To do
The answer should consist of each line from the data below that includes "knobs".

Start of Records provided

PR #3422, opened 2026-07-09
Prepare Newton 1.4.0rc1

jcarius-nv:
## Description

Prepare `release-1.4` for the first Newton 1.4 release candidate.

- Set the project version to `1.4.0rc1`.
- Replace the Warp development build with stable `warp-lang>=1.15.0`.
- Remove the NVIDIA package index and Warp source override so the release
  installs entirely from public PyPI.
- Regenerate the public API documentation and `uv.lock`.

## Checklist

- [x] `CHANGELOG.md` has been updated (not applicable; this is release metadata)

## Test plan

```bash
uv run --frozen python -c "import newton; assert newton.__version__ == '1.4.0rc1'"
```

### DIFF
--- a/asv.conf.json
+++ b/asv.conf.json
@@ -16,7 +16,7 @@
   "build_command": ["python -m build --wheel -o {build_cache_dir} {build_dir}"],
   "install_command": [
     "python -m pip install -U numpy",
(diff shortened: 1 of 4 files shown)


adenzler-nvidia:
asv.conf.json should also be updated to the right warp version, but I wouldn't block on that because it can also happen in another PR.

adenzler-nvidia (approved):
looks good!

PR #3446, opened 2026-07-10
Tune VBD contact settings in example scenes

### LINKED ISSUE #3492: [BUG] Newton-basic_shapes example (VBD variant) not showing realistic friction behavior
### Bug Description

From QA testing the samples:

08. Newton-basic_shapes — FAIL
    Variant A command:
      python -m newton.examples basic_shapes --solver xpbd
    Variant A result: PASS (user-assisted visual verification).
    All seven documented shapes appeared, fell naturally, and remained stable.
    Window close ended the process cleanly; captured stderr was empty.
    Variant B command:
      python -m newton.examples basic_shapes --solver vbd
    Variant B result: FAIL (user-assisted visual/interaction verification).
    Observed discrepancy:
    - Ground friction appeared effectively absent for non-round objects; a
      deliberate lateral drag/release check showed ice-like sliding with
      insufficient deceleration.
    - This contradicts the documented realistic-behavior expectation.
    - Inspection of the installed 1.4.0rc1 example confirmed it explicitly
      sets `builder.default_shape_cfg.mu = 0.5`, so the observation is not
      explained by an intentionally zero friction coefficient.
    - VBD does omit the XPBD-specific rolling/torsional friction settings, but
      the failure was classified using a non-round-object sliding check.
    - No console exception occurred; captured stderr was empty and window
      close ended the process cleanly.
    Overall result is FAIL because both required variants must pass.

### Reproduction Script

```python

```

### System Information

_No response_

jumyungc:
## Description
This PR makes two small example-level tuning adjustments:

  - Updates the VBD contact settings in `example_basic_shapes` for firmer resting poses and more natural floor friction.
  - Reduces ground friction in `example_cable_bundle_hysteresis` so the no-Dahl configuration relaxes after obstacle release while the Dahl configuration retains
  its curved shape.
  - Adds explicit XPBD/VBD coverage for basic shapes.
  - Adds short Dahl/no-Dahl straightness checks for the cable example.

  These changes are limited to example configuration and testing. There are no solver or API changes.

## Checklist

## Test plan

```python
import newton

```

## Summary by CodeRabbit

* **Bug Fixes**
  * Tuned VBD default contact parameters in the basic shapes and cable bundle hysteresis examples for more consistent friction and recovery behavior, including reducing ground-plane friction in the cable bundle example.
  * Improved cable bundle hysteresis verification by replacing the placeholder check with a post-release straightness measurement and scenario-specific pass/fail thresholds for Dahl-enabled vs no-Dahl cases.
* **Tests**
  * Updated example subprocess coverage to run basic shapes under both XPBD and VBD, and adjusted the cable hysteresis tests to use CUDA devices with separate Dahl retention and no-Dahl recovery runs and longer simulations.
* **Documentation**
  * Added the corresponding note to the Unreleased changelog.


newton/tests/test_examples.py
```diff
@@ -404,6 +413,22 @@ class TestCableExamples(unittest.TestCase):
     use_viewer=True,
     test_options={"num-frames": 20},
 )
+add_example_test(
+    TestCableExamples,
+    name="cable.example_cable_bundle_hysteresis",
+    devices=cuda_test_devices,
+    use_viewer=True,
+    test_options={"num-frames": 150},
```
adenzler-nvidia: `with_dahl` is derived from the example's parser defaults (`--eps-max 2.0`, `--tau 0.1`), and `test_final` picks which assertion to run based on it — so if the example's defaults ever change to an elastic configuration, this test silently flips to asserting elastic recovery while keeping its `dahl_retention` name. Pinning the physics here makes the test's contract self-contained:

```suggestion
    test_options={"num-frames": 150, "eps-max": 2.0, "tau": 0.1},
```

newton/examples/cable/example_cable_bundle_hysteresis.py
```diff
@@ -399,7 +402,26 @@ def render(self):
...
+            arc_length = float(np.linalg.norm(np.diff(points, axis=0), axis=1).sum())
+            end_to_end = float(np.linalg.norm(points[-1] - points[0]))
+            straightness.append(end_to_end / max(arc_length, 1.0e-8))
+
+        straightness = np.asarray(straightness)
+        if not np.all(np.isfinite(straightness)):
+            raise ValueError("Cable straightness is not finite")
+
+        mean_straightness = float(np.mean(straightness))
+        if self.with_dahl and mean_straightness > 0.9:
```
adenzler-nvidia: This check is one-sided: straightness has no lower bound, so a bundle that collapses (all bodies at one point gives `end_to_end = 0`, and the `max(arc_length, 1e-8)` clamp turns the degenerate 0/0 into a clean 0.0) or blows up into a finite tangle passes as "retained curvature" — the isfinite check only catches the NaN endpoint of a divergence. The healthy Dahl value lands around 0.73, so there is plenty of room for a lower bound. A per-cable check that `arc_length` stays within ~±20% of rest length would be even more direct: one comparison catches collapse, tangling, and joint stretch in both configurations.

newton/examples/cable/example_cable_bundle_hysteresis.py
```diff
@@ -399,7 +402,26 @@ def render(self):
...
+            points = body_positions[body_ids]
+            arc_length = float(np.linalg.norm(np.diff(points, axis=0), axis=1).sum())
+            end_to_end = float(np.linalg.norm(points[-1] - points[0]))
+            straightness.append(end_to_end / max(arc_length, 1.0e-8))
+
+        straightness = np.asarray(straightness)
+        if not np.all(np.isfinite(straightness)):
+            raise ValueError("Cable straightness is not finite")
+
+        mean_straightness = float(np.mean(straightness))
```
adenzler-nvidia: Taking the mean across the 7 cables can average away a single bad cable: six cables at 1.0 plus one stuck at 0.65 still passes the ≥ 0.95 recovery check, and one cable that slips off the obstacles and snaps straight still passes the ≤ 0.9 retention check. `np.min` (no-dahl) / `np.max` (dahl) assert the same claims per-cable, and measured values (min ≈ 0.966 no-dahl, max ≈ 0.743 dahl on GPU) pass the current thresholds unchanged. Worth also putting the per-cable values in the error message — a failure currently reports only a single number.

adenzler-nvidia (commented):
Ran the new registrations locally on GPU: both cable tests pass, `no_dahl_recovery` fails with the old `mu=2.5`, and the vbd `basic_shapes` variant fails with the old ke/kd — so the tests discriminate the tuning well. Three hardening requests on the new assertions below.

newton/tests/test_examples.py
jumyungc: Applied.

newton/examples/cable/example_cable_bundle_hysteresis.py
jumyungc: Done.

newton/examples/cable/example_cable_bundle_hysteresis.py
jumyungc: Done.

jcarius-nv (approved):

PR #3452, opened 2026-07-10
Add fast math to render kernel

StafaH:
Summary

Compile Newton render kernels with CUDA fast math for a roughly 10–13% throughput improvement across tested scenes.

Fast math can be disabled with RenderConfig.enable_fast_math.

Visual differences are negligible: relative depth error is below 1e-6, and color differences are limited to a small number of isolated pixels near object silhouettes.

| Scene | Baseline | + Fast math (`this PR`) | + Refactor (`84ce2f27`) | + Clear fill (`269b21a4`) | Total |
|---|---|---|---|---|---|
| Franka | 514k | 574k | 601k | 669k | **+30%** |
| Quadruped | 526k | 583k | 618k | 683k | **+30%** |
| Franka cabinet | 358k | 401k | 431k | 485k | **+36%** |
| Shapes 256 | 672k | 756k | 799k | 794k | **+18%** |

image

## Summary by CodeRabbit

* **New Features**
  * Added an option to enable CUDA fast math for tiled camera rendering by default.
  * Added a setting to disable fast math when bit-exact IEEE-precise output is required.

* **Bug Fixes**
  * Improved rendering behavior for scenes without Gaussian objects, preventing incorrect camera direction and hit classification.


daniela-hase (dismissed):

adenzler-nvidia:
Nice speedup! One design question before this lands: how do end-users control this if they can't reach `RenderConfig`?

With `module="unique"` + `module_options={"fast_math": ...}`, the setting is baked in at kernel creation. Unlike `mode`/`optimization_level`/`enable_mathdx_*`, which use None-means-inherit sentinels that fall back to `warp.config`, `fast_math` has no global config hook in Warp at all — its per-module default is hardcoded to `False`, and `wp.set_module_options` can't reach a dynamically created unique module. So `RenderConfig.enable_fast_math` is the only lever.

That's fine for users who construct `SensorTiledCamera` themselves, but users driving Newton through a framework that creates the sensor internally (and doesn't expose `render_config`) get fast math forced on with no opt-out. Fast math changes numerics beyond precision — denormals are flushed and IEEE special-case handling (NaN/inf) is not guaranteed — so an escape hatch may matter for reproducibility-sensitive setups.

Do we need to keep this configurable for end-users? Worth checking with the Warp team what the intended workflow is: today an explicit `module_options` value is terminal, so there's no way for a library to set its own default (fast math on) while still yielding to a user-level global override — that would need either an unset-detectable global in Warp (`wp.config.fast_math: bool | None`) or Newton resolving its own precedence (e.g. `enable_fast_math: bool | None = None` + env var fallback) at kernel creation.

adenzler-nvidia:
Follow-up to my comment above, after digging into where the fast-math win actually comes from — I think both the perf and the configurability question may have a cleaner home in Warp.

I compiled a representative intersection loop (Newton's `ray_intersect_capsule/box/sphere` plus `wp.normalize`) both ways: the entire delta is float div/sqrt. PTX swaps 40 `div.rn`/`sqrt.rn`/`rcp.rn` ops for `.approx.ftz` variants, and since ptxas expands each IEEE div/sqrt into a ~15–20 instruction Newton–Raphson sequence, SASS drops from 1800 to 1080 instructions and 64 to 53 registers (sm_120). The megakernel itself contains no transcendentals (`tan` is in camera-ray precompute, `exp` only in gaussian splatting), so of everything `--use_fast_math` implies, only `--prec-div=false --prec-sqrt=false` is doing the work here — FTZ and approximate transcendentals are just along for the ride.

So instead of baking whole-module `fast_math` into Newton, would it make more sense to ask Warp for the two narrower knobs?

1. **`prec_div` / `prec_sqrt` module options** mapping to the NVRTC flags (precedent: `fuse_fp` came out of NVIDIA/warp#379). Module-level granularity matters because much of the div/sqrt lives inside Warp's own builtins — `bvh_query_ray` computes `1.0f / dir` internally, and `mesh_query_ray` / `wp.normalize` are similar — which no Newton-side code change can reach. As a bonus, `-prec-div=false` emits full-range `div.full.f32` rather than fast_math's `div.approx.f32`, which misbehaves for divisor exponents beyond roughly ±126.
2. **Per-callsite precise opt-outs** (`wp.div_precise`, `wp.sqrt_precise`) so numerically sensitive spots inside such a module can pin back to IEEE. Warp already has the opposite direction (`wp.div_approx` / `wp.inverse_approx` from NVIDIA/warp#1199); the family is missing `wp.sqrt_approx` and has no escape hatch back to precise at all.

This also reframes my earlier question: narrower flags that don't touch denormals or transcendentals are much easier to default-on, and if Warp gives them an unset-detectable global config hook, Newton can resolve precedence itself (render kernels fast by default, user-level global wins) instead of `RenderConfig` being the only lever.

None of this blocks the PR — `fast_math` plus the `RenderConfig` opt-out is a fine state today, and we could switch to the narrower flags if/when Warp exposes them. Mainly checking whether others agree with the direction before I file the Warp feature request.

daniela-hase:
> That's fine for users who construct SensorTiledCamera themselves, but users driving Newton through a framework that creates the sensor internally (and doesn't expose render_config) get fast math forced on with no opt-out.

Is this realistic?
Whatever we may do to expose the toggle for fast math may end up in a place wrapped away by potential user-frameworks, no?

If a user drives it through a framework that doesn't expose the render config in some way, shape or form, then I'd call that a pretty bad framework 🙈

adenzler-nvidia:
fair point, yes I can't come up with a good example here either. My intention is not to block this PR at all, this is a great addition. I'm just trying to make sense of where and when we override all of the options for unique modules because it's a bit trickier with those than with per-file modules, and I stumbled over the warp-side things that are potentially missing as well while looking at this.

We can merge the PR as-is, no objections.

adenzler-nvidia (dismissed):

StafaH:
Thanks for the reviews @adenzler-nvidia and @daniela-hase. For now I will merge this PR, although I do agree that how these types of knobs are handled in newton/warp should be reconsidered, and then refactored in a future PR.

daniela-hase (approved):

End of Records provided

Result
So instead of baking whole-module `fast_math` into Newton, would it make more sense to ask Warp for the two narrower knobs?
Thanks for the reviews @adenzler-nvidia and @daniela-hase. For now I will merge this PR, although I do agree that how these types of knobs are handled in newton/warp should be reconsidered, and then refactored in a future PR.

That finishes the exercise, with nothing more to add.